Exercise description
Your response should consist of the entries below, written out exactly.

┌──

Issue #17752, opened 2015-06-17
Latest version of Sphinx breaks PDF generation task


kukido:
After following documentation instructions from http://doc.akka.io/docs/akka/snapshot/dev/documentation.html I was not able to generate PDF and was getting the following error:

```
[debug] ! Undefined control sequence.
[debug] <argument> \node@class@name
[debug]
[debug] l.18759 ...ection{Partitioning \DUspan{}{{[}*{]}}}
[debug]
[debug] ?
[debug] ! Emergency stop.
[debug] <argument> \node@class@name
[debug]
[debug] l.18759 ...ection{Partitioning \DUspan{}{{[}*{]}}}
[debug]
[debug] !  ==> Fatal error occurred, no output PDF file produced!
[debug] Transcript written on AkkaJava.log.
[debug] make: *** [AkkaJava.pdf] Error 1
```

As it was my workstation, I tried to repeat the procedure in "clean room" environment of VM. Followed the instructions and got exactly the same error.

Obviously, something was wrong. With help from @rkuhn and @ktoso was able to eliminate MacTeX, and the only variable left was Sphinx. Since HTML generation was fine, it was never a main suspect :-)

@ktoso mentioned his version of Sphinx - `1.2.3`, while the latest automatically installed by `pip` is `1.3.1`.

```
You are using pip version 6.1.1, however version 7.0.3 is available.
You should consider upgrading via the 'pip install --upgrade pip' command.
Sphinx (1.2.3)
```

I was able to restore the build by forcing `1.2.3` version of Sphinx with `pip`. Will submit the documentation patch shortly.

patriknw:
Thanks for sharing the problem and solution. It would be great if we could make it work with latest, so that we are not stuck on an old version.

kukido:
The following two lines in cluster.rst are causing the generation to fail:

```
Partitioning :ref:`[*] <niy>`
=============================
...
Stateful Actor Replication :ref:`[*] <niy>`
===========================================
```

Looking into Sphinx documentation to see what was changed.

kukido:
The first version of Sphinx not working with current docs is `1.3`

 Looking at version `1.3` [changelog](http://sphinx-doc.org/changes.html#release-1-3-released-mar-10-2015) I see only one change which could have an effect: [Error building sphinx_rtd_theme demo docs with pdf target](https://github.com/sphinx-doc/sphinx/issues/1745)

Now, back to akka documentation. It seems that taking "footnotes" from sections titles solves the issue.

[...]

PR #17753, opened 2015-06-17
=doc #17752 Compatibility with latest version of Sphinx

kukido:


2m:
What is more interesting it does not fail with 1.3.1 on `release-2.3-dev` (streams) branch when generating streams documentation `akka-docs-dev/sphinx:generatePdf` but fails when generating general docs `akka-docs/sphinx:generatePdf`. It would be great to find the underlying cause of the failure.

kukido:
I've done some research and experimentations with rst/Sphinx, removing "footnotes" from two sections solves the compatibility issue and looks like simple/elegant solution. I was able to build the docs with `1.3.1` after making the changes. #17752 has more details.

2m:
I have rebased your changes here: #17947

└──

Output below
Issue #17752, opened 2015-06-17
Latest version of Sphinx breaks PDF generation task


kukido:
After following documentation instructions from http://doc.akka.io/docs/akka/snapshot/dev/documentation.html I was not able to generate PDF and was getting the following error:

```
[debug] ! Undefined control sequence.
[debug] <argument> \node@class@name
[debug]
[debug] l.18759 ...ection{Partitioning \DUspan{}{{[}*{]}}}
[debug]
[debug] ?
[debug] ! Emergency stop.
[debug] <argument> \node@class@name
[debug]
[debug] l.18759 ...ection{Partitioning \DUspan{}{{[}*{]}}}
[debug]
[debug] !  ==> Fatal error occurred, no output PDF file produced!
[debug] Transcript written on AkkaJava.log.
[debug] make: *** [AkkaJava.pdf] Error 1
```

As it was my workstation, I tried to repeat the procedure in "clean room" environment of VM. Followed the instructions and got exactly the same error.

Obviously, something was wrong. With help from @rkuhn and @ktoso was able to eliminate MacTeX, and the only variable left was Sphinx. Since HTML generation was fine, it was never a main suspect :-)

@ktoso mentioned his version of Sphinx - `1.2.3`, while the latest automatically installed by `pip` is `1.3.1`.

```
You are using pip version 6.1.1, however version 7.0.3 is available.
You should consider upgrading via the 'pip install --upgrade pip' command.
Sphinx (1.2.3)
```

I was able to restore the build by forcing `1.2.3` version of Sphinx with `pip`. Will submit the documentation patch shortly.

patriknw:
Thanks for sharing the problem and solution. It would be great if we could make it work with latest, so that we are not stuck on an old version.

kukido:
The following two lines in cluster.rst are causing the generation to fail:

```
Partitioning :ref:`[*] <niy>`
=============================
...
Stateful Actor Replication :ref:`[*] <niy>`
===========================================
```

Looking into Sphinx documentation to see what was changed.

kukido:
The first version of Sphinx not working with current docs is `1.3`

 Looking at version `1.3` [changelog](http://sphinx-doc.org/changes.html#release-1-3-released-mar-10-2015) I see only one change which could have an effect: [Error building sphinx_rtd_theme demo docs with pdf target](https://github.com/sphinx-doc/sphinx/issues/1745)

Now, back to akka documentation. It seems that taking "footnotes" from sections titles solves the issue.

[...]

PR #17753, opened 2015-06-17
=doc #17752 Compatibility with latest version of Sphinx

kukido:


2m:
What is more interesting it does not fail with 1.3.1 on `release-2.3-dev` (streams) branch when generating streams documentation `akka-docs-dev/sphinx:generatePdf` but fails when generating general docs `akka-docs/sphinx:generatePdf`. It would be great to find the underlying cause of the failure.

kukido:
I've done some research and experimentations with rst/Sphinx, removing "footnotes" from two sections solves the compatibility issue and looks like simple/elegant solution. I was able to build the docs with `1.3.1` after making the changes. #17752 has more details.

2m:
I have rebased your changes here: #17947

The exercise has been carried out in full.